- **What you have to do**: Every line of the data below should be written out word for word.

- **Input material**:

####################

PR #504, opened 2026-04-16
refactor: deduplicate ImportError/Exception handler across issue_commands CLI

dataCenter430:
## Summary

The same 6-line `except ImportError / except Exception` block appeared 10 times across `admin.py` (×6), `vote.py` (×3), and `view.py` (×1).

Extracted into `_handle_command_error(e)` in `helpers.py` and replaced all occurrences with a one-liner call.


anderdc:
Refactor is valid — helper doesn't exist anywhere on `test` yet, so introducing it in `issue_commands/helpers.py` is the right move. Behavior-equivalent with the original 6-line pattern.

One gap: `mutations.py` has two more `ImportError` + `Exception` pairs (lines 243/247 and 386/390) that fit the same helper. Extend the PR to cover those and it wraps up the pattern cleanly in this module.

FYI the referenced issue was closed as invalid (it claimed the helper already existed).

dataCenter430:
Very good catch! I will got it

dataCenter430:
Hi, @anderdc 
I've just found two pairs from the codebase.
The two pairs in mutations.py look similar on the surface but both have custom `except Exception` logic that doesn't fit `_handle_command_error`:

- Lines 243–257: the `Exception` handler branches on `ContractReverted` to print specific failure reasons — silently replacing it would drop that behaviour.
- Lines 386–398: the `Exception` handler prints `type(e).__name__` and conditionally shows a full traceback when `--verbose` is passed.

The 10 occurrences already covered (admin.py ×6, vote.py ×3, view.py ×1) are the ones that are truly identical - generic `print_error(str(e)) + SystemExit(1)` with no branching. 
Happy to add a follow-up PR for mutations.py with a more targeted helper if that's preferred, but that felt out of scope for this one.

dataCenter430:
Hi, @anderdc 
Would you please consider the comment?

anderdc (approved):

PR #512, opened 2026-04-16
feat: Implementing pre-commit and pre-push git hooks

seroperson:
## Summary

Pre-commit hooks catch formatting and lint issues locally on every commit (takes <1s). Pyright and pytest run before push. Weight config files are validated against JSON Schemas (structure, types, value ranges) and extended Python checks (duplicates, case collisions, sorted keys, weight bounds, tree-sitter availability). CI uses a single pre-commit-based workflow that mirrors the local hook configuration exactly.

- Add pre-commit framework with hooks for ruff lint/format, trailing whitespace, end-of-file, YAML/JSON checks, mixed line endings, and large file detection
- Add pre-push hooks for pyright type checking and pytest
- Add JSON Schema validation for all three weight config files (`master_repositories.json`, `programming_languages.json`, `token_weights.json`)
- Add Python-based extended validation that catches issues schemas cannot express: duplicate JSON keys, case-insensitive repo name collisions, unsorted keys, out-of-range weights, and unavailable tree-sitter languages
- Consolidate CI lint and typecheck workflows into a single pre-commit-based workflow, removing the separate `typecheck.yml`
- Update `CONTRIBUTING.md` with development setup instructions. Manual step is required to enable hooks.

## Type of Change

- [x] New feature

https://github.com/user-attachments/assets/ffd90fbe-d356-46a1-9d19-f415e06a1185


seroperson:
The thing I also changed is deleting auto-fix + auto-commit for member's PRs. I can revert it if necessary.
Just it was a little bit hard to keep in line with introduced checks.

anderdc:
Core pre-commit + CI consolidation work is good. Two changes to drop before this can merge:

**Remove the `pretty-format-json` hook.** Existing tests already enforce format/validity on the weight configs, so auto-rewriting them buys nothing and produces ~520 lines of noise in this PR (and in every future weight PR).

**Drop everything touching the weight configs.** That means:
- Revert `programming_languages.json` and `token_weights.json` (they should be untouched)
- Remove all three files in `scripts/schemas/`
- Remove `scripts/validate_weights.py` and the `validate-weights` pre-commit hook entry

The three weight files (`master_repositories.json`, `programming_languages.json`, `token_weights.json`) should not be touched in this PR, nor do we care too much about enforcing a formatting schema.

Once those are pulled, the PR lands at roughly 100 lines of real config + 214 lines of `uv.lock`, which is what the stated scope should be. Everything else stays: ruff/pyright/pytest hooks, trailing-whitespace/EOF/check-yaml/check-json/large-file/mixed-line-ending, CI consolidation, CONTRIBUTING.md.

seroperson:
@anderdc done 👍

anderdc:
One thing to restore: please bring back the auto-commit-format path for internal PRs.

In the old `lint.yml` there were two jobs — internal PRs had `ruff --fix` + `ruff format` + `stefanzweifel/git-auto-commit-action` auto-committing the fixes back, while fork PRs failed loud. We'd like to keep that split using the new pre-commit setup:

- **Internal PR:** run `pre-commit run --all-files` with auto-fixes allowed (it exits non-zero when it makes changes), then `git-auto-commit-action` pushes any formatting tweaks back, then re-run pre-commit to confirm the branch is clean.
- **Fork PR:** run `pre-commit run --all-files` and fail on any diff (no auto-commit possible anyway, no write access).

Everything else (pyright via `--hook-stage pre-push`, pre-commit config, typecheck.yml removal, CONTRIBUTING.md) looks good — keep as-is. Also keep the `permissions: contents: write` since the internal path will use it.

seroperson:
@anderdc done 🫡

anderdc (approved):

####################

- **Result below**:
PR #504, opened 2026-04-16
refactor: deduplicate ImportError/Exception handler across issue_commands CLI

dataCenter430:
## Summary

The same 6-line `except ImportError / except Exception` block appeared 10 times across `admin.py` (×6), `vote.py` (×3), and `view.py` (×1).

Extracted into `_handle_command_error(e)` in `helpers.py` and replaced all occurrences with a one-liner call.


anderdc:
Refactor is valid — helper doesn't exist anywhere on `test` yet, so introducing it in `issue_commands/helpers.py` is the right move. Behavior-equivalent with the original 6-line pattern.

One gap: `mutations.py` has two more `ImportError` + `Exception` pairs (lines 243/247 and 386/390) that fit the same helper. Extend the PR to cover those and it wraps up the pattern cleanly in this module.

FYI the referenced issue was closed as invalid (it claimed the helper already existed).

dataCenter430:
Very good catch! I will got it

dataCenter430:
Hi, @anderdc 
I've just found two pairs from the codebase.
The two pairs in mutations.py look similar on the surface but both have custom `except Exception` logic that doesn't fit `_handle_command_error`:

- Lines 243–257: the `Exception` handler branches on `ContractReverted` to print specific failure reasons — silently replacing it would drop that behaviour.
- Lines 386–398: the `Exception` handler prints `type(e).__name__` and conditionally shows a full traceback when `--verbose` is passed.

The 10 occurrences already covered (admin.py ×6, vote.py ×3, view.py ×1) are the ones that are truly identical - generic `print_error(str(e)) + SystemExit(1)` with no branching. 
Happy to add a follow-up PR for mutations.py with a more targeted helper if that's preferred, but that felt out of scope for this one.

dataCenter430:
Hi, @anderdc 
Would you please consider the comment?

anderdc (approved):

PR #512, opened 2026-04-16
feat: Implementing pre-commit and pre-push git hooks

seroperson:
## Summary

Pre-commit hooks catch formatting and lint issues locally on every commit (takes <1s). Pyright and pytest run before push. Weight config files are validated against JSON Schemas (structure, types, value ranges) and extended Python checks (duplicates, case collisions, sorted keys, weight bounds, tree-sitter availability). CI uses a single pre-commit-based workflow that mirrors the local hook configuration exactly.

- Add pre-commit framework with hooks for ruff lint/format, trailing whitespace, end-of-file, YAML/JSON checks, mixed line endings, and large file detection
- Add pre-push hooks for pyright type checking and pytest
- Add JSON Schema validation for all three weight config files (`master_repositories.json`, `programming_languages.json`, `token_weights.json`)
- Add Python-based extended validation that catches issues schemas cannot express: duplicate JSON keys, case-insensitive repo name collisions, unsorted keys, out-of-range weights, and unavailable tree-sitter languages
- Consolidate CI lint and typecheck workflows into a single pre-commit-based workflow, removing the separate `typecheck.yml`
- Update `CONTRIBUTING.md` with development setup instructions. Manual step is required to enable hooks.

## Type of Change

- [x] New feature

https://github.com/user-attachments/assets/ffd90fbe-d356-46a1-9d19-f415e06a1185


seroperson:
The thing I also changed is deleting auto-fix + auto-commit for member's PRs. I can revert it if necessary.
Just it was a little bit hard to keep in line with introduced checks.

anderdc:
Core pre-commit + CI consolidation work is good. Two changes to drop before this can merge:

**Remove the `pretty-format-json` hook.** Existing tests already enforce format/validity on the weight configs, so auto-rewriting them buys nothing and produces ~520 lines of noise in this PR (and in every future weight PR).

**Drop everything touching the weight configs.** That means:
- Revert `programming_languages.json` and `token_weights.json` (they should be untouched)
- Remove all three files in `scripts/schemas/`
- Remove `scripts/validate_weights.py` and the `validate-weights` pre-commit hook entry

The three weight files (`master_repositories.json`, `programming_languages.json`, `token_weights.json`) should not be touched in this PR, nor do we care too much about enforcing a formatting schema.

Once those are pulled, the PR lands at roughly 100 lines of real config + 214 lines of `uv.lock`, which is what the stated scope should be. Everything else stays: ruff/pyright/pytest hooks, trailing-whitespace/EOF/check-yaml/check-json/large-file/mixed-line-ending, CI consolidation, CONTRIBUTING.md.

seroperson:
@anderdc done 👍

anderdc:
One thing to restore: please bring back the auto-commit-format path for internal PRs.

In the old `lint.yml` there were two jobs — internal PRs had `ruff --fix` + `ruff format` + `stefanzweifel/git-auto-commit-action` auto-committing the fixes back, while fork PRs failed loud. We'd like to keep that split using the new pre-commit setup:

- **Internal PR:** run `pre-commit run --all-files` with auto-fixes allowed (it exits non-zero when it makes changes), then `git-auto-commit-action` pushes any formatting tweaks back, then re-run pre-commit to confirm the branch is clean.
- **Fork PR:** run `pre-commit run --all-files` and fail on any diff (no auto-commit possible anyway, no write access).

Everything else (pyright via `--hook-stage pre-push`, pre-commit config, typecheck.yml removal, CONTRIBUTING.md) looks good — keep as-is. Also keep the `permissions: contents: write` since the internal path will use it.

seroperson:
@anderdc done 🫡

anderdc (approved):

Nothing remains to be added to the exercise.